Grade 10 → Statistics ↓
Measures of Central Tendency
Measures of central tendency are important concepts in statistics that help us find the central or typical value in a set of data. These measures give us an idea about where most of the values fall in a data set. They are widely used to summarize data and are helpful in a variety of fields, including economics, education, and healthcare.
The three main measures of central tendency are the mean, median, and mode. Each measure serves different purposes and may be more appropriate for certain types of data than others.
Meaning
The average is the most commonly used measure of central tendency. It is often referred to simply as "the average." The average is calculated by adding up all the numbers in a data set and then dividing by the number of values in the data set. This is especially useful when dealing with data without extreme values (outliers).
Mean = (sum of all values in the data set) / (number of values in the data set)
Let us consider an example:
Imagine we have the following data set showing students' marks in a math test:
Score: 78, 85, 90, 95, 100
To calculate the average score, we first add all the scores together:
Total = 78 + 85 + 90 + 95 + 100 = 448
Next, we divide the total by the number of points present. In this case, there are 5 points:
Mean = 448 / 5 = 89.6
The average score for this group of students is 89.6.
Visual example
In this visual example, each colored circle represents one of the scores. The dashed line represents the mean, which is the average position of all data points.
Median
The median is the middle number in an ordered, ascending or descending list of numbers. If the total number of values is odd, the median is the middle number. If even, it is the average of the two middle numbers. The median is useful for determining the center of a data set when dealing with outliers or skewed data.

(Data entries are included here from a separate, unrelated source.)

PR #502, opened 2021-01-12
Fix CodeInline to plain text incorrect escape

### LINKED ISSUE #495: Bug: HtmlRenderer incorrectly renders `>`
When set `EnableHtmlEscape = false`, the ">" is still be escaped and output is empty string: "". Looks it is an issue of `CodeInlineRenderer` class.

yufeih:
Fixes #495 

This PR fixes `CodeInlineRenderer` the same way as [LiteralInlineRenderer](https://github.com/xoofx/markdig/blob/master/src/Markdig/Renderers/Html/Inlines/LiteralInlineRenderer.cs) by checking `EnableHtmlEscape` and call different methods accordingly.


xoofx:
Thanks!

PR #511, opened 2021-02-09
Expose `TextRendererBase.Reset` method to inheritors

### LINKED ISSUE #508: Ability to cache and reuse HtmlRenderer instances
There are some scenarios requiring ability to implement a custom cache of `HtmlRenderer` objects.
One scenario is when a `MarkdownDocument` needs to be parsed and processed first before rendering it into a string:

```cs
// 1. Parse and process a Markdown document:
var document = Markdown.Parse(text, _pipeline);
/* process the document here */

// 2. Render the document to a string:
//      it'd be nice to use a cached renderer,
//      instead of creating a new one each time.
var writer = new StringWriter();
var renderer = new HtmlRenderer(writer);
_pipeline.Setup(renderer);

var renderedStr = renderer.Render(document);
// ...
```

Another scenario includes ability to create and cache `HtmlRenderer` objects having custom settings. Like the ones stripping Html from inlines implemented [here](https://github.com/xoofx/markdig/blob/3030b72f781f902cb947a173853de95de8924c6c/src/Markdig/Extensions/AutoIdentifiers/AutoIdentifierExtension.cs#L197-L202).

The problem with caching is that a `HtmlRenderer` object needs to be reset after usage, but the [`TextRendererBase.Reset`](https://github.com/xoofx/markdig/blob/3030b72f781f902cb947a173853de95de8924c6c/src/Markdig/Renderers/TextRendererBase.cs#L93-L107) method is declared as `internal`, what makes reuse impossible. Do you think accessibility of the method can be revised to allow `protected`, or even `public` access?

AndreyChechel:
Fixes #508 by exposing the [`TextRendererBase.Reset`](https://github.com/xoofx/markdig/blob/3030b72f781f902cb947a173853de95de8924c6c/src/Markdig/Renderers/TextRendererBase.cs#L93-L107) method to the class inheritors.
That change makes it possible to implement custom caches of `HtmlRenderer` instances.

### DIFF
--- a/src/Markdig/Renderers/TextRendererBase.cs
+++ b/src/Markdig/Renderers/TextRendererBase.cs
@@ -90,7 +90,7 @@ namespace Markdig.Renderers
             indents = new List<string>();
         }
 
-        internal void Reset()
+        protected internal void Reset()
         {
             if (Writer is StringWriter stringWriter)
             {


MihaZupan (approved):

src/Markdig/Renderers/TextRendererBase.cs
```diff
@@ -90,7 +90,7 @@ protected TextRendererBase(TextWriter writer) : base(writer)
             indents = new List<string>();
         }
 
-        internal void Reset()
```
xoofx, line 93: Wondering if we shouldn't rename this method to `ResetInternal` that would call a `protected virtual void Reset()` method instead?
@MihaZupan ?

MihaZupan: I don't think we need the internal method in that case.

`protected internal virtual void Reset()`?

I've never seen that signature, but apparently it's legal.

MihaZupan: Though I'm not sure what we'd be getting from making it virtual - we would never call it on renderers we don't own (since the writer might not support it)

AndreyChechel: From what I can see, the `Reset` method is always invoked by the code having control over `HtmlRenderer` instantiation.
So there is no point in making the method virtual - basically what @MihaZupan said in the previous comment.

Custom `HtmlRenderer` inheritors will be able to hide the method with a virtual one, if they need virtual behavior for their derived types.

PR #519, opened 2021-03-07
ADD: Markdown.ToHtml from MarkdownDocument

grishat:
Hello. In my case, I had to add additional classes in html elements. And the best way, in my opinion, was to add attributes on parsed document, and then render this one. And I added this missed method.
Code in my local project:
```
if (inline is LinkInline link)
{
   link.GetAttributes()
      .AddClass("mud-typography mud-link mud-primary-text mud-link-underline-hover mud-typography-body1");
}
```

### DIFF
--- a/src/Markdig/Markdown.cs
+++ b/src/Markdig/Markdown.cs
@@ -93,7 +93,7 @@ namespace Markdig
         /// <param name="pipeline">The pipeline used for the conversion.</param>
         /// <returns>The result of the conversion</returns>
         /// <exception cref="ArgumentNullException">if markdown document variable is null</exception>
-        public static string ToHtml(MarkdownDocument document, MarkdownPipeline pipeline = null)
+        public static string ToHtml(this MarkdownDocument document, MarkdownPipeline pipeline = null)
         {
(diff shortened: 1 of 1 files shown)


src/Markdig/Markdown.cs
```diff
@@ -86,6 +86,28 @@ public static string ToHtml(string markdown, MarkdownPipeline pipeline = null, M
...
         }
 
+        /// <summary>
+        /// Converts a Markdown document to HTML.
+        /// </summary>
+        /// <param name="document">A Markdown document.</param>
+        /// <param name="pipeline">The pipeline used for the conversion.</param>
+        /// <returns>The result of the conversion</returns>
+        /// <exception cref="ArgumentNullException">if markdown document variable is null</exception>
+        public static string ToHtml(MarkdownDocument document, MarkdownPipeline pipeline = null)
```
xoofx, line 96:
```suggestion
        public static string ToHtml(this MarkdownDocument document, MarkdownPipeline pipeline = null)
```

Maybe make it extension methods as well by adding this?

grishat: Yes, it looks better.

PR #520, opened 2021-03-07
Some minor cleanup

MihaZupan:


MihaZupan:
cbd00a4 while unfortunate seems necessary. Alternatively, the example would be a lot uglier (passing explicit new lines).

src/Markdig/Renderers/Roundtrip/CodeBlockRenderer.cs
```diff
@@ -2,6 +2,7 @@
 // This file is licensed under the BSD-Clause 2 license. 
 // See the license.txt file in the project root for more information.
 
+using Markdig.Renderers.Normalize;
```
xoofx, line 5: Do you know why this namespace is added?

src/Markdig/MarkdownPipeline.cs
```diff
@@ -52,7 +52,7 @@ internal MarkdownPipeline(OrderedList<IMarkdownExtension> extensions, BlockParse
         /// True to parse trivia such as whitespace, extra heading characters and unescaped
         /// string values.
         /// </summary>
-        public bool TrackTrivia { get; set; }
+        internal bool TrackTrivia { get; set; }
```
xoofx, line 55: Leave it public getter - otherwise once building a pipeline, we can't know if it's asking trivia or not.

src/Markdig/MarkdownPipelineBuilder.cs
```diff
@@ -80,7 +80,7 @@ public MarkdownPipelineBuilder()
         /// True to parse trivia such as whitespace, extra heading characters and unescaped
         /// string values.
         /// </summary>
-        public bool TrackTrivia { get; set; }
+        internal bool TrackTrivia { get; set; }
```
xoofx, line 83: How to setup the trivia on builder if we can't access it from the public API?

Probably needs an extension method on the builder e.g `WithTrivia()`

src/Markdig/Syntax/Inlines/LinkInline.cs
```diff
@@ -3,6 +3,7 @@
 // See the license.txt file in the project root for more information.
 
 using Markdig.Helpers;
+using Markdig.Parsers;
```
xoofx, line 6: Why this is added? - same above -

xoofx: Oh, maybe for XML documentation?

src/Markdig/Renderers/Roundtrip/CodeBlockRenderer.cs
xoofx: Oh, maybe it is for XML documentation. I haven't looked at the code, but I'm curious what dependency we have with normalize...

src/Markdig/MarkdownPipelineBuilder.cs
MihaZupan: There is a `EnableTrackTrivia` extension exposed, but it does more than just set this bool. The actual behavior can't be toggled on/off with just this bool, so having it introduces ambiguity where only the extension method should be used.

src/Markdig/Renderers/Roundtrip/CodeBlockRenderer.cs
MihaZupan: It was for the XML docs. The issue was that the comment was referencing the NormalizeRenderer (as that was used as a base for the roundtrip). I removed these usings and corrected the docs to point to the RoundtripRenderer.

src/Markdig/Syntax/Inlines/LinkInline.cs
MihaZupan: Also for XML documentation. I double-checked, and it was only needed for a reference to `MarkdownParser.TrackTrivia`. Since that class is never actually exposed to the user as an instance, I changed these to point to `MarkdownPipeline.TrackTrivia` instead.

src/Markdig/MarkdownPipelineBuilder.cs
xoofx: Fair enough, but maybe make it public getter still - as you might want to develop an extension that can react to a previously setup track trivia.

MihaZupan: Changed to

```c#
public bool TrackTrivia { get; internal set; }
```

PR #499, opened 2020-12-17
Random perf improvements

MihaZupan:
Codegen tweaks and allocation improvements.

Removing the overheads in the simple `Markdown.ToHtml(...)` case with the default pipeline.
For an empty string allocations go from 17.14 KB to 928 B and take 1/20th the time because of the default pipeline caching (2af8b1f) - means we're now benefiting from the Renderer caching from https://github.com/lunet-io/markdig/commit/afe4308e918b8afa5d5359d2fab270b4621ef3ab in the basic use cases.

For c776d18 I was quite surprised how bad the compiler is at avoiding these allocations :/

PR #521, opened 2021-03-07
Random perf improvements

MihaZupan:
Brings over some of the changes from #499:
- Caching the default pipeline
- Caching for custom writers
- Reduced MarkdownObject size
- Removed most heap allocations from ProcessInlines loop

### DIFF
--- a/src/Markdig/Renderers/TextRendererBase.cs
+++ b/src/Markdig/Renderers/TextRendererBase.cs
@@ -28,9 +28,7 @@ namespace Markdig.Renderers
         protected TextRendererBase(TextWriter writer)
         {
             if (writer == null) ThrowHelper.ArgumentNullException_writer();
-            this.Writer = writer;
-            // By default we output a newline with '\n' only even on Windows platforms
-            Writer.NewLine = "\n";
+            Writer = writer;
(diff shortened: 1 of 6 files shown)


src/Markdig/Renderers/TextRendererBase.cs
```diff
@@ -128,6 +128,11 @@ protected internal void Reset()
                 ThrowHelper.InvalidOperationException("Cannot reset this TextWriter instance");
             }
 
+            ResetInternal();
+        }
+
+        internal void ResetInternal()
```
MihaZupan, line 134: There is now a split between an exposed `Reset` and internal `ResetInternal`.

```c#
protected internal void Reset()
{
    // Reset Writer

    ResetInternal();
}

internal void ResetInternal()
{
    // Reset internal state
}
```

We only use `ResetInternal` in the library as we can't reset an arbitrary writer.

Would it make sense to change the exposed `Reset` to not reset the writer and leave that to the caller instead?

xoofx: Don't have enough insights on the implication, so I trust your choice 😉

PR #522, opened 2021-03-08
Enable nullability

iamcarbon:
This PR aims to enable nullability for the markdig project. To avoid conflicts with existing PR's, it's proposed that nullability be enabled incrementally on a per-file basis before enabling for the project and removing the directives. This effort is likely to span multiple PRs.


xoofx:
Thanks!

Consider the same set of points:
Score: 78, 85, 90, 95, 100
To find the median, arrange the numbers in order and find the middle score:
In order: 78, 85, 90, 95, 100 Median = 90 (third number in a set of five)
If we add one more digit, say 82, the new data set will be:
Score: 78, 82, 85, 90, 95, 100
Since we have six numbers, we take the average of the two middle numbers, 85 and 90:
Median = (85 + 90) / 2 = 87.5
Visual example
Here, the dashed line represents the position of the median, and depicts it as the central dividing line of all the data.
Method
The mode is the value that appears most often in a data set. A set of data may have one mode, more than one mode, or no mode. The mode is particularly useful in qualitative data, where we observe the frequencies of categories.
Let's work through an example:
Data: 5, 8, 9, 8, 10, 15, 8, 22
Here, the number 8 appears most frequently. So, the mode of this data set is 8.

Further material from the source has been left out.